On Wall Street's view (mixed): No sell-side coverage is available (analyst_count is null), so there is no consensus target to validate against. Our neutral stance reflects a balance between genuine commercial momentum and unresolved earnings deterioration.
Latest filing (10-K)
NRC Health is a niche but competitively squeezed healthcare experience SaaS company with sticky subscription revenue from 250+ top health systems, a new leadership team betting on AI to fend off much larger rivals Press Ganey and Qualtrics, while regulatory tailwinds from value-based care keep its CAHPS compliance products in demand.

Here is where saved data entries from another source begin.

PR #6223, opened 2020-08-14
Fix #6219: FilterMeta/SortMeta equals() and hashcode()

### LINKED ISSUE #6219: DataTable: FilterMeta/SortMeta equals() and hashcode()

melloware:


melloware:
@tandraschko I removed sort function but should i also remove sortOrder.  Should it just be column and key for both?

tandraschko:
Exactly, it should replace it
I am even not sure about sortfield, column should be enough?

melloware:
Yep that makes sense.  Make it just columnkey.

melloware:
maybe just columnkey for both Filter and Sort?  Does that make it unique?

melloware:
No I think we need filterField because there is a constructor that does not include columnKey.
```java
public FilterMeta(String filterField, Object filterValue) {
        this.filterField = filterField;
        this.filterValue = filterValue;
    }
```

koan00:
I am curious as to why filterValue was removed from the FilterMeta.equals check ? It seems it would be an important part of checking equality?

melloware:
I think @tandraschko point would be what makes a filter unique should be the columnKeyfilterfield it represents.     If you were to add another of the same columnKey to the map it should replace the other one.  If the filterValue is used it would cause 2 FilterMeta to be added to a map that are for the same Column but have different values no?

koan00:
FilterMeta is on the value side of the Map<String, FilterMeta> of DataTable.getFilterBy(), not the key side. Putting another (key, value) into the map with the same columnKey would replace the older previous FilterMeta regardless of FilterMeta equals implementation. Unless I am mistaken on where else this object is used or the Map your are referring to?

melloware:
No it won't affect our code @tandraschko is saying for completeness.  If for some reason in your code you kept a `Set<FilterMeta>`.

```java
Set set = new HashSet<>;
set.add(new FilterMeta("Col1", "Val2"));
set.add(new FilterMeta("Col1", "Val3));
```

The set above should only have 1 value and it should be Val3 replacing Val2.

koan00:
Yes I understand that hypothetical use case. It just doenst seem to represent what I would think equality means when comparing these types of objects. It also seems odd we would code for a corner case which doesn't actually exist, while not resolving the actual Issue associated to the PR. In our use case for #6219, we test for equality and we would get a false positive in our unit test with the equals implementation that does not include the filterValue.

```
		Map<String, FilterMeta> filters1 = new HashMap<>();
		filters1.put("title", new FilterMeta("title", "title001"));
		
		Map<String, FilterMeta> filters2 = new HashMap<>();
		filters2.put("title", new FilterMeta("title", "title002"));
		
		System.out.println("Equals: " + filters1.equals(filters2));
```
In the case above, the filter value has changed and is different, but it would return true, they are equal. From a logic perspective, we want to test if the filters both exist and have the same value. Without the filterValue in the equals method, we can only determine they exist.

melloware:
Interesting.  @tandraschko ???

tandraschko:
TBH: I think both are actually corner cases :D

Currently in PF its a map yes but we also had a list in the past. And for a DataTable, only one FilterMeta must exist for a column.
Therefore i think its better from PF perspective to implement equals/hashcode for this case.

tandraschko:
shouldnt sort also use sortField like filter?

melloware:
Added sortField back in.

melloware:
@tandraschko think this one is safe to merge now?  I think its definitely accurate now.

jansohn:
> TBH: I think both are actually corner cases :D
> 
> Currently in PF its a map yes but we also had a list in the past. And for a DataTable, only one FilterMeta must exist for a column. Therefore i think its better from PF perspective to implement equals/hashcode for this case.

Sorry for digging up this old comment. `filterBy` is a map since PrimeFaces 8 now and I don't see any indications that we will move back to a list, will we? Can we therefore please add the `filterValue` to the `equals/hashCode` methods as that is the only variable which actually changes during filtering? Duplicates are no issue in my opinion as we already use the `field` name as the map key.

Please reconsider this @tandraschko @melloware @Rapster: three independent developers have now expressed their concerns with the current implementation and have shown real-life examples where this leads to issues (https://github.com/primefaces/primefaces/issues/13013) and unnecessary hacks are needed to make it work.

melloware:
I voted +1 on this @jansohn but @Rapster and @tandraschko were -1.

PR #6225, opened 2020-08-16
Fix #6224: Password ignoreLastPass attribute

### LINKED ISSUE #6224: Password: Ignore LastPass attribute
**Description**
We just got burned by a `p:password` in a dialog form that was hidden and LastPass was filling it out automatically.  You can tell LastPass to ignore fields by adding `data-lpignore="true"` on the element.  I know this can be done with JSF 2.2 PassThrough `pt:data-lpignore="true"` but i think it would be a nice feature of password so users don't have to go look for this special flag and variable and it would work on JSF2.0/2.1 for them.

I was thinking a new `ignoreLastPass` attribute and wanted anyone's opinion @Rapster @tandraschko @christophs78 etc.

see: https://kylenunery.com/lastpass-autofill-rules/

Edit: forgot to mention LastPass is the most popular password manager on the Internet.

melloware:


tandraschko:
+1

PR #6229, opened 2020-08-18
Fix #6187: Row editor prevent multiple focus calls

### LINKED ISSUE #6187: DataTable: Onfocus event fired three times with cellEdit/rowEdit
**Describe the defect**
onfocus fired three times on inputtext with cellEdit DataTable

**Environment:**

- PF Version: 8.0
- JSF + version: 2.2.12-jbossorg-2
- Affected browsers: ALL

**To Reproduce**
2. Click on cell Year
3. Show browser console 
4. See same log three times for focus

**Example XHTML**
```html
        <p:column headerText="Year">
            <p:cellEditor>
                <f:facet name="output"><h:outputText value="#{car.year}" /></f:facet>
                <f:facet name="input"><p:inputText value="#{car.year}" style="width:96%" label="Year" onfocus="console.log('focus row'+#{index})"/></f:facet>
            </p:cellEditor>
        </p:column>
```

melloware:
Use triggerHandler instead of `trigger('focus')` because that propogates the focus to all registered events and bubbles up.  TriggerHandler See: https://stackoverflow.com/questions/3772537/triggerhandler-vs-trigger-in-jquery

### DIFF
--- a/src/main/resources/META-INF/resources/primefaces/datatable/datatable.js
+++ b/src/main/resources/META-INF/resources/primefaces/datatable/datatable.js
@@ -3092,7 +3092,7 @@ PrimeFaces.widget.DataTable = PrimeFaces.widget.DeferredWidget.extend({
 
         var inputs=row.find(':input:enabled');
         if (inputs.length > 0) {
-            inputs.first().trigger('focus');
+            inputs.first().triggerHandler('focus');
         }
     },
 


tandraschko:
never used triggerHandler but +1 if well tested

melloware:
I tested but waiting to hear back from the original reporters on whether it fixes all their issues.

melloware:
For lack of response of OP and the fact I have tested this myself with their use case and can see the 3 focus calls going to 1 focus call I am  going to merge this.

National Research Corporation (NRC Health) is a healthcare analytics and experience management company that has served the healthcare industry for nearly 45 years. It sells subscription-based software and research solutions to hospitals and health systems, helping them measure and improve patient experience, employee engagement, consumer reputation, and market positioning. Revenue is primarily recurring, derived from annual contract renewals supplemented by cross-selling additional solutions to existing customers and adding new clients. The company operates exclusively in healthcare, serving over 250 of the top 400 U.S. health systems by net patient revenue.
What the news says · bullish
NRC Health's dominant storyline is one of operational recovery and business momentum after a painful Q4 2026 earnings miss that sent shares down 27% on high client attrition. Since then, the narrative has shifted positively: the company landed its biggest deal in 45 years, signed a major Georgia hospital system, partnered with the Healthcare Experience Foundation for measurable readmission improvements, and saw a 62% one-year stock surge as of April. The June 11 single-day 8% drop introduces fresh near-term uncertainty and warrants monitoring, but the broader trend of new contract wins and product innovation (AI-driven patient insights) appears intact. Several headlines in the feed reference 'NRC' in the context of nuclear regulatory approvals (Oklo, Nano Nuclear, Hadron Energy) and are unrelated to NRC Health, so the relevant signal set is moderate rather than dense.